News Release

NASA satellite sees Blake's remnants bringing desert rain to Western Australia

Peer-Reviewed Publication

NASA/Goddard Space Flight Center

Aqua Image of the Remnants from Blake

image: On Jan. 10, 2020, the MODIS instrument that flies aboard NASA's Aqua satellite provided a visible image of Ex-tropical storm Blake covering part of Western Australia and still generating enough precipitation to call for warnings. view more 

Credit: Credit: NASA Worldview

NASA's Aqua satellite provided a look at the remnant clouds and storms associated with Ex-tropical Cyclone Blake as it continues to move through Western Australia and generate rainfall over desert areas. Blake's rainfall has triggered four area flood warnings in some parts of southeastern Western Australia. The remnants have dropped over 10 inches of rain in the Sandy Desert.
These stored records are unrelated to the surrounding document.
PR #883, opened 2026-05-07
Small optimization of rle decompress functionn

Phidias618:
I replaced some instructions with faster one. The new code is as such a tiny bit faster and smaller.
(i already made a similar pull request a few days ago, but i only realized now that i could implement the exact same optimization for these files as well)


untoxa:
this function is never used in the modern SDCC - generation of compressed initializers is disabled in the SDCC sources

PR #884, opened 2026-05-08
Small optimization of memcpy for the z80 port

Phidias618:
The new function is 24 cycles faster.
If the length argument is a multiple of 16 then the function is faster by an additional 10 cycles.
The new function is also 6 bytes smaller


untoxa:
early exit must crash because of the wrong value on the top of the stack

PR #905, opened 2026-06-13
NES mapper configuration support

michel-iwaniec:
- Define new mapper targets:
  - nes-mapper30-s-lomem (mapper30 single-screen layout, LOMEM config- current target)
  - nes-mapper30-s-win (mapper30 single-screen layout with window emulation)
  - nes-mapper30-f (mapper30 four-screen layout)
  - nes-mapper2-h / nes-mapper2-v (mapper2 horizontal / vertical layout)

- Support "nes" an an alias of nes-mapper30-s-lomem for backwards compatibility

- Copy everything but platform_cfg.s from gbdk-lib/libc/targets/mos6502/nes/ to top-level directory gbdk-lib/libc/targets/mos6502/
- Create new directories for the new targets gbdk-lib/libc/targets/mos6502/nes/mapper30-s-win gbdk-lib/libc/targets/mos6502/nes/mapper2-h

- Update lcc/targets.c with new configurations

- Update Makefiles

- Update docs to describe supported mappers and trade-offs

- Update gbdk-lib/examples/cross-platform/large_map/ with new targets to illustrate scrolling glitches


bbbbbr:
Just from looking at the changes but not testing them locally: If the Makefile is changing the obj and bin subdirs from `EXT` to `PLAT`, then on the `<target>-clean` you probably(?) also need to pass/define  `PLAT` so it can find the right subdirs to remove.

michel-iwaniec:
> Just from looking at the changes but not testing them locally: If the Makefile is changing the obj and bin subdirs from `EXT` to `PLAT`, then on the `<target>-clean` you probably(?) also need to pass/define `PLAT` so it can find the right subdirs to remove.

Ah, good catch! Should be fixed now.

bbbbbr:
Looks good to me :+1:

Issue #911, opened 2026-08-19
Compile fails with security error on cc1.


devnevins:
When compiling under MacOS (ARM) there is an error in the compilation process. The error "... developer cannot be verified, macOS cannot verify that this app is free from malware" appears for the program cc1. This program is not under the bin directory; it's under the libexec/sdcc directory. In order for a sucessful compilation the xattr com.apple.quarantine must be removed from cc1. That step needs to be added to the documentation.

bbbbbr:
Thanks. Added one suggestions on it, but otherwise it looks good.

bbbbbr:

Slow moving ex-Tropical Cyclone Blake is continuing to track south southeast and is expected to weaken sometime on Friday.

On January 10, 2020, the Moderate Imaging Spectroradiometer or MODIS instrument that flies aboard NASA's Aqua satellite provided a visible image of Blake. The MODIS image revealed the elongated shape of the remnants that stretched from the central part of Western Australia to the southeastern corner of the region.

The Australian Government Bureau of Meteorology (ABM) in Western Australia issued several flood warnings at 10:47 a.m. WST on Friday Jan. 10. Flood Warnings were in effect for four areas. There is a Major Flood Warning for the De Grey River Catchment and a Flood Warning for the Fortescue River, Salt Lakes District Rivers, and southwestern parts the Sandy Desert Catchment.

ABM said, "Major flooding is occurring in the Nullagine River in the De Grey river catchment. Most upstream locations have now peaked with minor to moderate flooding expected to continue during Friday before flooding starts to ease throughout the area over the weekend. Heavy rainfall from ex-Tropical Cyclone Blake has resulted in in rapid river level rises, and areas of flooding throughout the De Grey river catchment. Flooding has adversely impacted road conditions particularly at floodways resulting in multiple road closures."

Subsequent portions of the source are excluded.